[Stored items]
- - - - -

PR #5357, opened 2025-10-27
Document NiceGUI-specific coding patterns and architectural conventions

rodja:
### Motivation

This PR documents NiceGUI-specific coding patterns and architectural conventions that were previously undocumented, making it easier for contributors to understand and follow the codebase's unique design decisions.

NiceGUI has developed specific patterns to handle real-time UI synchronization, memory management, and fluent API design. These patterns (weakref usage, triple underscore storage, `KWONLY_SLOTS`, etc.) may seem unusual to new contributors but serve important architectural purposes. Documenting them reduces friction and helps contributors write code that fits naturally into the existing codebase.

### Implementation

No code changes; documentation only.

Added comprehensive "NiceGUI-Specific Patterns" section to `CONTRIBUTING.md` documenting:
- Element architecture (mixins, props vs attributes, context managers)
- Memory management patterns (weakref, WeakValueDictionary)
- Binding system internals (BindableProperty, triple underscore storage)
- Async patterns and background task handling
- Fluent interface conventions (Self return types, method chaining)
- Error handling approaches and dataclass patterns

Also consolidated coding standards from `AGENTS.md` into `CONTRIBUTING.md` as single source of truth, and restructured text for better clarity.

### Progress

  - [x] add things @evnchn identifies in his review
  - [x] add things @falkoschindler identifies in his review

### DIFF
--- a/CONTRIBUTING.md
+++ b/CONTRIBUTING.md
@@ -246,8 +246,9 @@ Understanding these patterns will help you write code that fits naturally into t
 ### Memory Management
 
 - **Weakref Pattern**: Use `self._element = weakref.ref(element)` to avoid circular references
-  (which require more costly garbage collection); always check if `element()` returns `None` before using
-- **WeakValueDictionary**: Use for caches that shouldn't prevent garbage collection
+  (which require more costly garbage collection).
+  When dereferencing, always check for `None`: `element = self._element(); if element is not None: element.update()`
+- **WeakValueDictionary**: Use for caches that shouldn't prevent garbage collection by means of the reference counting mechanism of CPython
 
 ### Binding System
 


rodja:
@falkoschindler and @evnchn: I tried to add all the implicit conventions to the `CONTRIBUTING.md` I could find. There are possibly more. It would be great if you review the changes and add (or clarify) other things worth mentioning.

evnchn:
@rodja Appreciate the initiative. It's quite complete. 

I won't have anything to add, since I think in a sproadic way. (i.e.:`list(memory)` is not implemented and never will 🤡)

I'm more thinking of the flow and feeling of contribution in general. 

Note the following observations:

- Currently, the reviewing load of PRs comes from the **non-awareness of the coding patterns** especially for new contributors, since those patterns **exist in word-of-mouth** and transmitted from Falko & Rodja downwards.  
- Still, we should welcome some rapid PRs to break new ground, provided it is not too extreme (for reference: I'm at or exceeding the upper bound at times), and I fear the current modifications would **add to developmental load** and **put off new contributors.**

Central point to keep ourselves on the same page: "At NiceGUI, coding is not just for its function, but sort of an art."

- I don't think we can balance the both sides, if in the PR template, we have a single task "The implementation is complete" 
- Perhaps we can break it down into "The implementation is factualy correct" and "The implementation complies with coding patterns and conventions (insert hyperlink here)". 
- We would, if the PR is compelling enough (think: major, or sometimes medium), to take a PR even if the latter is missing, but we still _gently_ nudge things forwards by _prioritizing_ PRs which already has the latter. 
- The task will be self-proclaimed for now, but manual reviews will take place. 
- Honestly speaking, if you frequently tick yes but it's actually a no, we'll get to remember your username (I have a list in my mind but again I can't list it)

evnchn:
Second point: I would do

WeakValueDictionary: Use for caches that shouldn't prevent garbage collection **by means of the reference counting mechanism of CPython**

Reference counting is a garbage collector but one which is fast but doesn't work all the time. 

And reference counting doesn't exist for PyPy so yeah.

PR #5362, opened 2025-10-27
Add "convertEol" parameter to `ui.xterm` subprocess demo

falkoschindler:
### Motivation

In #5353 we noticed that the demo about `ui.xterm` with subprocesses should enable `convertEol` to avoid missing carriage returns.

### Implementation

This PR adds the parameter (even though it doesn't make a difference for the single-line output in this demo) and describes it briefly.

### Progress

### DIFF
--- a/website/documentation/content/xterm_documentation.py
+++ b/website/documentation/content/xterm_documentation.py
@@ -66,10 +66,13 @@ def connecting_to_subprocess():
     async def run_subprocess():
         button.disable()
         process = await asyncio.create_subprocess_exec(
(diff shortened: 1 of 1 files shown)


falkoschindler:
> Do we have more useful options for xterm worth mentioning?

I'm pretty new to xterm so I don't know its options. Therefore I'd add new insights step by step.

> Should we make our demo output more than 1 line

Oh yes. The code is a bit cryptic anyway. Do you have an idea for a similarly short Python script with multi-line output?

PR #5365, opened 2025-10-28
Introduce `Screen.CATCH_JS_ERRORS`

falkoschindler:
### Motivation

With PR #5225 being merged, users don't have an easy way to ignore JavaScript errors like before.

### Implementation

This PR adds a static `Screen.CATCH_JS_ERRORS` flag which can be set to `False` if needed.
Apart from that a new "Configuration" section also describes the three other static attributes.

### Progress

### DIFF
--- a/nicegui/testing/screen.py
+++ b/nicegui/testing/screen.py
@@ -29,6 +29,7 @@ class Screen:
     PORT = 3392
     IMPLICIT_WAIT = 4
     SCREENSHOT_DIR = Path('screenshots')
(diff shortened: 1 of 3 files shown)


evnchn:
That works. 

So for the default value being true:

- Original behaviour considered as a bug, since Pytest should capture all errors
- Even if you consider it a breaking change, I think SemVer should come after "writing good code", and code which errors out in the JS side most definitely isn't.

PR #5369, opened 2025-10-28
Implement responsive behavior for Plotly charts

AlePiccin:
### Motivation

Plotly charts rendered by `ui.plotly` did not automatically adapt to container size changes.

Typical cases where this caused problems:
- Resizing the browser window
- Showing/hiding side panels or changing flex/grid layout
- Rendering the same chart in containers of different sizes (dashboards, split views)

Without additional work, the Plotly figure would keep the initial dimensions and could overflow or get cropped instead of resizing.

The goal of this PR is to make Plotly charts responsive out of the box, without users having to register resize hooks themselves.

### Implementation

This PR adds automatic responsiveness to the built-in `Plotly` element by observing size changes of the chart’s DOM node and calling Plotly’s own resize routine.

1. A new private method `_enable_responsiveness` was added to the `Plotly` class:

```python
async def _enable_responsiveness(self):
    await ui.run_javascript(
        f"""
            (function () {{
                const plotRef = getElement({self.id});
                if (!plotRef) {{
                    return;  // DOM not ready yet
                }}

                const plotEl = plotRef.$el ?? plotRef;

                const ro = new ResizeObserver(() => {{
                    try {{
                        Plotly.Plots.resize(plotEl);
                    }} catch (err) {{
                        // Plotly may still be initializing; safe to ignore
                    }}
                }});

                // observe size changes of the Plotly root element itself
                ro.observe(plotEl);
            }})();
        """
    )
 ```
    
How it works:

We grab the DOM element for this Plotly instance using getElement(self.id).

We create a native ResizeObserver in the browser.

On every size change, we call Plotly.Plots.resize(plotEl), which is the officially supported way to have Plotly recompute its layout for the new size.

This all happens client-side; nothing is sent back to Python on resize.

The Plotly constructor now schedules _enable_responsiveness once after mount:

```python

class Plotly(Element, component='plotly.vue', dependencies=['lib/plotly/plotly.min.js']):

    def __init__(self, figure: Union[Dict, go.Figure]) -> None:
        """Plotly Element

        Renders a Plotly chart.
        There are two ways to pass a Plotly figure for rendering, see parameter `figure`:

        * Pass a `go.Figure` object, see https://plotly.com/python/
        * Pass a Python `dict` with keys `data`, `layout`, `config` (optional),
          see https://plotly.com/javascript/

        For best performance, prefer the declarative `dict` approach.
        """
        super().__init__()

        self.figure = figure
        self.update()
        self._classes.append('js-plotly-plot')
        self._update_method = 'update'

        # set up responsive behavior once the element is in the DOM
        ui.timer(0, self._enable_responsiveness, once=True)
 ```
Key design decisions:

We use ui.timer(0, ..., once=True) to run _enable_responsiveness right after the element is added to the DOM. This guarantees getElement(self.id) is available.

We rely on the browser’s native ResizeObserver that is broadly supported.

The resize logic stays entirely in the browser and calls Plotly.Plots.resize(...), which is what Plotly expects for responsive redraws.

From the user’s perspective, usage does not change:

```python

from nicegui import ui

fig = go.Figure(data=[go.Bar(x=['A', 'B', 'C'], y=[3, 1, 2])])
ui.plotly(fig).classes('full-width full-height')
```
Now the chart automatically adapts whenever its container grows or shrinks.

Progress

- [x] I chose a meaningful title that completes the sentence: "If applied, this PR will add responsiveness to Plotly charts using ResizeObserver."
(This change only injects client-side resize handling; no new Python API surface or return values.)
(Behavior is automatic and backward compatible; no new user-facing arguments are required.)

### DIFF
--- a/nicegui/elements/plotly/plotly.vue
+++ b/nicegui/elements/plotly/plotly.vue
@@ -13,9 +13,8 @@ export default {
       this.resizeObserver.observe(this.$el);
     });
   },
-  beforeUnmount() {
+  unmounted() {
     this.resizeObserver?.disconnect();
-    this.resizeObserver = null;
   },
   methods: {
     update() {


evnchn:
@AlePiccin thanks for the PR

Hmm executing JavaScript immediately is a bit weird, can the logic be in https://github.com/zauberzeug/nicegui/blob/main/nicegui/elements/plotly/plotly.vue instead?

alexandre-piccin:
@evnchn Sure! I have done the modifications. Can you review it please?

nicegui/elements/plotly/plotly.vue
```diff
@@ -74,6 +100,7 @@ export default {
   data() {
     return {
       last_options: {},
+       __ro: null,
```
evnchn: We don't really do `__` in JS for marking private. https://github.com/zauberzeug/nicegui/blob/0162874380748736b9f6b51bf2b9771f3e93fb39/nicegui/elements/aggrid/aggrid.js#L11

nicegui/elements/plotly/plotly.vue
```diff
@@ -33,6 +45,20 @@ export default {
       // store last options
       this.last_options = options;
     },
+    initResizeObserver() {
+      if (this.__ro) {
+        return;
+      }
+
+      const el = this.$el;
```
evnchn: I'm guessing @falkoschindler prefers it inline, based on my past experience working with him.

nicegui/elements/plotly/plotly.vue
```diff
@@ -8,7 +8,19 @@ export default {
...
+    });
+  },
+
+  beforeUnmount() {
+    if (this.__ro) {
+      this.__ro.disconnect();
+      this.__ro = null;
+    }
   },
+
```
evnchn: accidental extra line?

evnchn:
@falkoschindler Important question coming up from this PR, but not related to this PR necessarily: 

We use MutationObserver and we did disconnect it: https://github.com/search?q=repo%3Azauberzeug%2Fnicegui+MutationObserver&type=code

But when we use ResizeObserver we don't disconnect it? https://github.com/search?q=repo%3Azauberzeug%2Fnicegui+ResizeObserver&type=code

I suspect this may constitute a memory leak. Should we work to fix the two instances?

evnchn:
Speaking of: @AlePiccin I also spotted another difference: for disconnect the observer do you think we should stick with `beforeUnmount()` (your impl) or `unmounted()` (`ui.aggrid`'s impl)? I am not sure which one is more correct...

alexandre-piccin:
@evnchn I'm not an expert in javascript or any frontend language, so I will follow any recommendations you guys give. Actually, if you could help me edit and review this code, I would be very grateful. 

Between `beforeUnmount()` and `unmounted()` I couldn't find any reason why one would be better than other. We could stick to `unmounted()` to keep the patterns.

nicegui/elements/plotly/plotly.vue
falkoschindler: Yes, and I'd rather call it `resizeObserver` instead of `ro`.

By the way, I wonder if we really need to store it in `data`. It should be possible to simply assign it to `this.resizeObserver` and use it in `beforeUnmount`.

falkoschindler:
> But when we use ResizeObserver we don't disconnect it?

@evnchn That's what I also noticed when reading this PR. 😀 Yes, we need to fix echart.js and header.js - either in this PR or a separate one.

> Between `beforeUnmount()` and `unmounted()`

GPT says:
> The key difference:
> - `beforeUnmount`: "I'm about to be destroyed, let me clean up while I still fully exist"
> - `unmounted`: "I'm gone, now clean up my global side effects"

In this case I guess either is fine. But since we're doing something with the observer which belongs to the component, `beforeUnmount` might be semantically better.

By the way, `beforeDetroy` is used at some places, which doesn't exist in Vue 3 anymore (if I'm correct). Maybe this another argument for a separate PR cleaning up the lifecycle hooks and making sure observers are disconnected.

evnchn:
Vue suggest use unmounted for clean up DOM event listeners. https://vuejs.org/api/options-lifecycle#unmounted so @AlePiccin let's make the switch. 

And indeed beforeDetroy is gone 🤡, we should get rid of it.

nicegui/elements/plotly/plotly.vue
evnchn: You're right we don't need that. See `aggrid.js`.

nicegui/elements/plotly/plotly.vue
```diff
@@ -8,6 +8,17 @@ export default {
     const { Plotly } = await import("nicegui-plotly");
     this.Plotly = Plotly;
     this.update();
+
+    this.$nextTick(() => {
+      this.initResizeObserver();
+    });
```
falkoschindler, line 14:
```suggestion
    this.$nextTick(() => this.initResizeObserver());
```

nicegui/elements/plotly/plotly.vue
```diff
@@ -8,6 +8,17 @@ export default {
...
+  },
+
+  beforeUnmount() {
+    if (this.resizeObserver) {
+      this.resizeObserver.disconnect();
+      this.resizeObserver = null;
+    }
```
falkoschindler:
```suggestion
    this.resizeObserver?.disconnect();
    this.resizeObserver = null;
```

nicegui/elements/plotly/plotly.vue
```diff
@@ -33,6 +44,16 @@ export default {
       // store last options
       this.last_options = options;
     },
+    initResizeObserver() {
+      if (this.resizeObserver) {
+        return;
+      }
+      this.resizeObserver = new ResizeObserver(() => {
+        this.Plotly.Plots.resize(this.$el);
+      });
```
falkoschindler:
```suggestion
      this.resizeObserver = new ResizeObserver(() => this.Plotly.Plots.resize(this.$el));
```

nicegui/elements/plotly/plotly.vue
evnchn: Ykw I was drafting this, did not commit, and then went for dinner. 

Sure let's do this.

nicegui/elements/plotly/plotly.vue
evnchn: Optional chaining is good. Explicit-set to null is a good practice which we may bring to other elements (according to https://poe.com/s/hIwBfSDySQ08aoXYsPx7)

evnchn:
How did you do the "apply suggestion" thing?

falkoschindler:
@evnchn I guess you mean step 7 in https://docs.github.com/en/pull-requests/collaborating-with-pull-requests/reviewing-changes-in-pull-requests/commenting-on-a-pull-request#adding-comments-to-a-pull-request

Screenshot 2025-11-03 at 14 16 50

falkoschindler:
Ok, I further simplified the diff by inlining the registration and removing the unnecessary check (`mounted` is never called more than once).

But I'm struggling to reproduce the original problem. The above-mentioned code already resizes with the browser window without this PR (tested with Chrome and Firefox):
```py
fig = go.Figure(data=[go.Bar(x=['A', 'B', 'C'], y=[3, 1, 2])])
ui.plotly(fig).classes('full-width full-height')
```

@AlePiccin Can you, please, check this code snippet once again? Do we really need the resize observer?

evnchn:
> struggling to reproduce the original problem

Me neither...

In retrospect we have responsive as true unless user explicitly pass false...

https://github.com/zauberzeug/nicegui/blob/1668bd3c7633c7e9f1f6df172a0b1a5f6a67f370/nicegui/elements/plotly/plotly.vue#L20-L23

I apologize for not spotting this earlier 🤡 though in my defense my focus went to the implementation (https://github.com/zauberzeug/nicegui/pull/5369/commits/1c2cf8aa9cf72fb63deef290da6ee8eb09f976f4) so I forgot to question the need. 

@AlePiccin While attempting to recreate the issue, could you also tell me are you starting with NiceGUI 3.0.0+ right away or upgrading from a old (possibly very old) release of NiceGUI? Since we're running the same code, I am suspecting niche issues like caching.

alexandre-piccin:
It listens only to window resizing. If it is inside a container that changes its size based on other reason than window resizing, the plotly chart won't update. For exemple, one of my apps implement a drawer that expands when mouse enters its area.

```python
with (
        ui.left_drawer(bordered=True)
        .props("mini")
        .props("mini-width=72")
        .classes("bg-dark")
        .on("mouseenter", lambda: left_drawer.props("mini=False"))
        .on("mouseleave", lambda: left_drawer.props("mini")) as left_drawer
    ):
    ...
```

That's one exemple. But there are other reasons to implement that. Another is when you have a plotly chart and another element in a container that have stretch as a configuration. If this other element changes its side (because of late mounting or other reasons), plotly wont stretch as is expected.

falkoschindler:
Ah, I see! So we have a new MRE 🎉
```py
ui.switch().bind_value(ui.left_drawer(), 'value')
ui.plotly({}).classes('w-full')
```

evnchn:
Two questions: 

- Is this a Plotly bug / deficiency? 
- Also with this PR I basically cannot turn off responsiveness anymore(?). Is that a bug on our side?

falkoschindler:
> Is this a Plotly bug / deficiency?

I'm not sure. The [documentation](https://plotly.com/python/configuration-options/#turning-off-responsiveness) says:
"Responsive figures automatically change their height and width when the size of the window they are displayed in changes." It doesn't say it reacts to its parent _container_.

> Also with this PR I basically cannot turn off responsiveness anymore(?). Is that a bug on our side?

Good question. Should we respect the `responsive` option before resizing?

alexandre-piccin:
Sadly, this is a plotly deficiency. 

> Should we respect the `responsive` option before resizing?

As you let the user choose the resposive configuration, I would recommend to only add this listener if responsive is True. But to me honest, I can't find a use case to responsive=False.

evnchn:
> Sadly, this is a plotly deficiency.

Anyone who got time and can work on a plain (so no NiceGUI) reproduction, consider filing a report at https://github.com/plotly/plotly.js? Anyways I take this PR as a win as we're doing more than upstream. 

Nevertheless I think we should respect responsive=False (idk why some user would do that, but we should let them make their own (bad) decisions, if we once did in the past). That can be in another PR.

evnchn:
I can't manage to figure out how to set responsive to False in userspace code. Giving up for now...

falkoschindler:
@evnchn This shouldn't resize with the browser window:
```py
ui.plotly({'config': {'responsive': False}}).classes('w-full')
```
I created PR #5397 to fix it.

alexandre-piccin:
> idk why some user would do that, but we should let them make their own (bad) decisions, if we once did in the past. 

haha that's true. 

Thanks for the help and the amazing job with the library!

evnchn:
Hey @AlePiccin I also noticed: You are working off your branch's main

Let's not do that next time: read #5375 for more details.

- - - - -

▸ **Task instructions**:
Above are the entries; copy out every line among them that contains the word "section".

▸ **Task result**:
Added comprehensive "NiceGUI-Specific Patterns" section to `CONTRIBUTING.md` documenting:
Apart from that a new "Configuration" section also describes the three other static attributes.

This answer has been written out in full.